> [Assignment]: Return each of the entries below precisely as it appears.

> [Extracted data]:
PR #185, opened 2026-04-16
Provide a fix for the RFC 4861 problem of effectively fixed initial rtr interval.

### LINKED ISSUE #161: RFC 4861 "initial" (startup) router behavior timing is undesired in power outage reboot scenarios
This considers a home or shop power outage scenario, in which all of the SNAC routers may simultaneously reboot.

In this case, it's likely they follow the recommended "initial" behavior specified by RFC 4861, Section 6.2.4.

>  For the first few advertisements (up to
>   MAX_INITIAL_RTR_ADVERTISEMENTS) sent from an interface when it
>   becomes an advertising interface, if the randomly chosen interval is
>   greater than MAX_INITIAL_RTR_ADVERT_INTERVAL, the timer SHOULD be set
>   to MAX_INITIAL_RTR_ADVERT_INTERVAL instead.

This says to generate the random time in the interval [MinRtrAdvInterval, MaxRtrAdvInterval] which is [154, 206] sec in our case. Then if the random value is greater than `MAX_INITIAL_RTR_ADVERT_INTERVAL` , (16 sec), the interval is set to that max value instead, so 16 sec.

This means all of the N (e.g. 10) SNAC routers, if their boot time is approximately equal, will schedule their multicast at the same time t=16 sec.
Generally this is unwanted: we would prefer a random scheduling in some time period like [0,16] sec as startup behavior. Or something similar.

EskoDijk:
Note that the 2nd block is just whitespace corrections.

### DIFF
--- a/draft-ietf-snac-simple.xml
+++ b/draft-ietf-snac-simple.xml
@@ -422,7 +422,7 @@
 	    such prefixes in the RAs that it sends on the adjacent infrastructure link.
 	  </t>
       <t>
-		When a SNAC router enables its AIL interface as advertising interface and determines it needs to send unsolicited RAs
+		When a SNAC router enables its AIL interface as an advertising interface and determines it needs to send unsolicited RAs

> [Result below]:
PR #185, opened 2026-04-16
Provide a fix for the RFC 4861 problem of effectively fixed initial rtr interval.

### LINKED ISSUE #161: RFC 4861 "initial" (startup) router behavior timing is undesired in power outage reboot scenarios
This considers a home or shop power outage scenario, in which all of the SNAC routers may simultaneously reboot.

In this case, it's likely they follow the recommended "initial" behavior specified by RFC 4861, Section 6.2.4.

>  For the first few advertisements (up to
>   MAX_INITIAL_RTR_ADVERTISEMENTS) sent from an interface when it
>   becomes an advertising interface, if the randomly chosen interval is
>   greater than MAX_INITIAL_RTR_ADVERT_INTERVAL, the timer SHOULD be set
>   to MAX_INITIAL_RTR_ADVERT_INTERVAL instead.

This says to generate the random time in the interval [MinRtrAdvInterval, MaxRtrAdvInterval] which is [154, 206] sec in our case. Then if the random value is greater than `MAX_INITIAL_RTR_ADVERT_INTERVAL` , (16 sec), the interval is set to that max value instead, so 16 sec.

This means all of the N (e.g. 10) SNAC routers, if their boot time is approximately equal, will schedule their multicast at the same time t=16 sec.
Generally this is unwanted: we would prefer a random scheduling in some time period like [0,16] sec as startup behavior. Or something similar.

EskoDijk:
Note that the 2nd block is just whitespace corrections.

### DIFF
--- a/draft-ietf-snac-simple.xml
+++ b/draft-ietf-snac-simple.xml
@@ -422,7 +422,7 @@
 	    such prefixes in the RAs that it sends on the adjacent infrastructure link.
 	  </t>
       <t>
-		When a SNAC router enables its AIL interface as advertising interface and determines it needs to send unsolicited RAs
+		When a SNAC router enables its AIL interface as an advertising interface and determines it needs to send unsolicited RAs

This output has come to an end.